Issue #6065, opened 2025-12-25
`utf8_to_wstring` (win32) does not null-terminate the result


bplu4t2f:
* Odin Version: 2025-12

The function `utf8_to_wstring_buf` from `core/sys/windows` does not null-terminate the result (also affects `utf8_to_utf16` - but in that case it might be intentional).

Also affects `_alloc` variant, but that is only relevant when non-zeroed memory is returned by the used allocator.

## Expected Behavior

The resulting string written to the specified `[]u16` buffer should be null-terminated.

Whether this is expected could be up for debate since I couldn't find something authoritative. However, from what I could read between the lines when I researched this briefly, the `utf8_to_wstring` procedure group appears to be *the* intended way to interoperate Odin strings with the win32 API (`LP[C]WSTR`). It would be strange if this omission was intentional since the vast majority of string related functions in the win32 API expect a null terminated string.

It could be that the function expects the buffer to be zeroed by the caller, but I have found no evidence that that was the intention (nor would I agree that that is a reasonable API contract), so I concluded that this is most likely an oversight.

## Current Behavior

String is not null-terminated after conversion. I.e., no explicit zero is written to the `u16` element at the end of the string in the buffer. This only happens to work if the buffer is zeroed before calling the function.

## Failure Information (for bugs)

This is because of how `MultiByteToWideChar` is used in this procedure group. When used with an explicit length argument, the function does not null-termiante the result (as documented).

In C, this usually doesn't happen because the most frequent use case is to pass in a null-terminated string, let the function infer the length by passing -1, and in that case specifically, the function will ensure that the result is null-terminated.

### Steps to Reproduce

```
buf : [20]u16
for i in 0 ..< len(buf) {
	buf[i] = auto_cast i + 0x20
}
s := "Hello"
converted := win.utf8_to_wstring(buf[:], s)
```

The above code results in a string that is not properly zero-terminated.

I could implement a fix if wanted, as soon as it's clear what the intended behavior is (of `utf8_to_utf16` and `utf8_to_wstring` respectively).

PR #6336, opened 2026-02-25
Fix MultiByteToWideChar usage in utf8_to_wstring_buf

bplu4t2f:
Aims to fix: https://github.com/odin-lang/Odin/issues/6065

---

Current findings/issues:

 * `utf8_to_utf16_alloc` _already did_ null-terminate the string, even though the null character was _not_ part of the result slice.
   * I did my best to consider app compat scenarios. Existing code may rely on that behavior, even though it was never part of the procedure's spec. I decided to implement `utf8_to_utf16_buf` in the same way. This implies that it will now require 1 more element in the provided buffer to succeed, and the added null character is beyond the returned slice.
 * Empty strings now convert to a non-nil value in `utf8_to_wstring`. Rationale: From the perspective of Win32 API functions, `NULL` is different from any non-null pointer pointing to `""`. I believe this was an oversight in the original implementation.
 * The reverse functions (`utf16_to_utf8`, `wstring_to_utf8`) are actually defined quite differently if one looks closely. I have decided to not touch them, and I don't think it is easily possible to make these APIs symmetric without raising compatibility concerns.

### DIFF
--- a/core/sys/windows/util.odin
+++ b/core/sys/windows/util.odin
@@ -103,17 +103,21 @@ utf8_to_utf16_alloc :: proc(s: string, allocator := context.temp_allocator) -> [
 	b := transmute([]byte)s
 	cstr := raw_data(b)
 	n := MultiByteToWideChar(CP_UTF8, MB_ERR_INVALID_CHARS, cstr, c_int(s_length), nil, 0)
-	if n == 0 {
+	if n <= 0 || cast(int)n >= max(int) {
+		// If n is equal to or greater than max(int), then we will not be able
+		// to create a big enough slice with the null terminator.
+		// NOTE: This only affects 32-bit systems and is purely pedantic because
+		//       the system will never be able to allocate that much memory.
 		return nil
 	}
 
-	text := make([]u16, n+1, allocator)
+	text := make([]u16, cast(int)n + 1, allocator)
 	if text == nil {
 		return nil
 	}
 
 	n1 := MultiByteToWideChar(CP_UTF8, MB_ERR_INVALID_CHARS, cstr, c_int(s_length), raw_data(text), n)
-	if n1 == 0 {
+	if n1 <= 0 {
 		delete(text, allocator)
 		return nil
 	}
@@ -128,7 +132,7 @@ utf8_to_utf16_alloc :: proc(s: string, allocator := context.temp_allocator) -> [
 @(require_results)
 utf8_to_utf16_buf :: proc(buf: []u16, s: string) -> []u16 {
 	buf_length := len(buf)
-	if buf_length == 0 {
+	if buf_length < 1 {
 		return nil
 	}
 	s_length := len(s)
@@ -143,7 +147,7 @@ utf8_to_utf16_buf :: proc(buf: []u16, s: string) -> []u16 {
 		buf_length = cast(int)max(c_int)
 	}
 	elements_written := MultiByteToWideChar(CP_UTF8, MB_ERR_INVALID_CHARS, raw_data(s), c_int(s_length), raw_data(buf), cast(c_int)buf_length)
-	if elements_written == 0 {
+	if elements_written <= 0 {
 		// Insufficient buffer size, empty input string, or invalid characters. Contents of the buffer may have been modified.
 		return nil
 	}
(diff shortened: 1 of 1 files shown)


core/sys/windows/util.odin
```diff
@@ -110,48 +110,112 @@ utf8_to_utf16_alloc :: proc(s: string, allocator := context.temp_allocator) -> [
 		return nil
 	}
 
+	// null-terminate the result here, even though the null element is not
+	// part of the slice. This is done to prevent callers which relied on
+	// this behavior, and is also expected by utf8_to_wstring_alloc.
 	text[n] = 0
-	for n >= 1 && text[n-1] == 0 {
```
bplu4t2f, line 114: Rationale: This trims successfully converted nulls from the end, but that does not at all align with the goal of this particular procedure. This procedure takes a fully specified slice of UTF-8 bytes as input, which is decidedly not specified to be null-terminated. Any nulls in the input will appear in the output; this would also be the case for nulls appearing in the middle or at the beginning of the string (which would not have been trimmed by this loop).

Kelimion:
I've followed along so far, and the PR looks very promising. Let us know when you deem it ready, and I'm sure it'll be merged promptly.

bplu4t2f:
> I've followed along so far, and the PR looks very promising. Let us know when you deem it ready, and I'm sure it'll be merged promptly.

Sure, I definitely want to sleep about it though. Maybe I'll have one of those morning shower moments.

core/sys/windows/util.odin
```diff
@@ -91,67 +91,144 @@ LANGIDFROMLCID :: #force_inline proc "contextless" (lcid: LCID) -> LANGID {
 
 @(require_results)
 utf8_to_utf16_alloc :: proc(s: string, allocator := context.temp_allocator) -> []u16 {
-	if len(s) < 1 {
+	s_length := len(s)
+	if s_length < 1 {
+		return nil
+	}
+	if s_length > cast(int)max(c_int) {
```
Kelimion, line 98: This test would equate to `false` on 32-bit Windows if `s_length` is the maximum, and thus not return early.
```odin
a := max(i32) // int is an i32, so the maximum length of a string would be `max(i32)`.
b := max(i32)

fmt.println(a > b, a == b) // false true
```
It would be better to change it to: `if i64(s_length) > i64(max(c_int))` to widen the test, or change it to `>=`. Same in the other proc.

Kelimion: Looks great apart from this one edge case.

bplu4t2f: @Kelimion Maybe I'm just not seeing it, but wouldn't that just be the correct behavior then? Because anything up to int32_max is fine, so it shouldn't return out early.

Kelimion: Yes, up to. But if `len` is 1 byte longer, and the maximum length on a 32-bit platform, it becomes `max(i32)`, then `max(i32)` isn't `> max(i32)`, and so that early out fails.

Kelimion: You're saying "anything up to int32_max". That is, `len(s) <= max(i32) - 1` is fine. And that's true, but what if it's not 1 byte shorter than the max, but the actual max? Then the length is no longer `>` the max, it equals it, and so it falls through to the rest of the body.

bplu4t2f: For the record:

We continued this in DMs - this particular check here is correct on both 64-bit and 32-bit (even though it can never be true on 32-bit). The point here is to protected against overflow when the input string length is equal to `0x8000_0000` or greater on 64-bit systems. Without the check, this would cause a negative value to be passed to the Win32 API function. On 32-bit, this is not a concern because the input string length can be at most `0x7fff_ffff`.

However, in theory, on 32-bit systems only, a specific overflow, which is related to this problem, but it is _not_ the same problem, could happen later when we attempt to allocate a slice with `n+1` elements (`_alloc` variant), OR when we check for sufficient buffer length (`_buf` variant). This would *not* always happen because there is a good chance that the UTF-16 slice will have fewer elements in it than the input string length (depending on the contents of the string). Note that this is completely impractical on 32 bit systems; a conversion of that size has no chance of succeeding, and we're just ensuring that the failure happens gracefully so it cannot be exploited.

# # # #

- Assigned task
Up to and including the line with "I could implement", write out the records above exactly, starting from their first line.

- Answer space
Issue #6065, opened 2025-12-25
`utf8_to_wstring` (win32) does not null-terminate the result


bplu4t2f:
* Odin Version: 2025-12

The function `utf8_to_wstring_buf` from `core/sys/windows` does not null-terminate the result (also affects `utf8_to_utf16` - but in that case it might be intentional).

Also affects `_alloc` variant, but that is only relevant when non-zeroed memory is returned by the used allocator.

## Expected Behavior

The resulting string written to the specified `[]u16` buffer should be null-terminated.

Whether this is expected could be up for debate since I couldn't find something authoritative. However, from what I could read between the lines when I researched this briefly, the `utf8_to_wstring` procedure group appears to be *the* intended way to interoperate Odin strings with the win32 API (`LP[C]WSTR`). It would be strange if this omission was intentional since the vast majority of string related functions in the win32 API expect a null terminated string.

It could be that the function expects the buffer to be zeroed by the caller, but I have found no evidence that that was the intention (nor would I agree that that is a reasonable API contract), so I concluded that this is most likely an oversight.

## Current Behavior

String is not null-terminated after conversion. I.e., no explicit zero is written to the `u16` element at the end of the string in the buffer. This only happens to work if the buffer is zeroed before calling the function.

## Failure Information (for bugs)

This is because of how `MultiByteToWideChar` is used in this procedure group. When used with an explicit length argument, the function does not null-termiante the result (as documented).

In C, this usually doesn't happen because the most frequent use case is to pass in a null-terminated string, let the function infer the length by passing -1, and in that case specifically, the function will ensure that the result is null-terminated.

### Steps to Reproduce

```
buf : [20]u16
for i in 0 ..< len(buf) {
	buf[i] = auto_cast i + 0x20
}
s := "Hello"
converted := win.utf8_to_wstring(buf[:], s)
```

The above code results in a string that is not properly zero-terminated.

I could implement a fix if wanted, as soon as it's clear what the intended behavior is (of `utf8_to_utf16` and `utf8_to_wstring` respectively).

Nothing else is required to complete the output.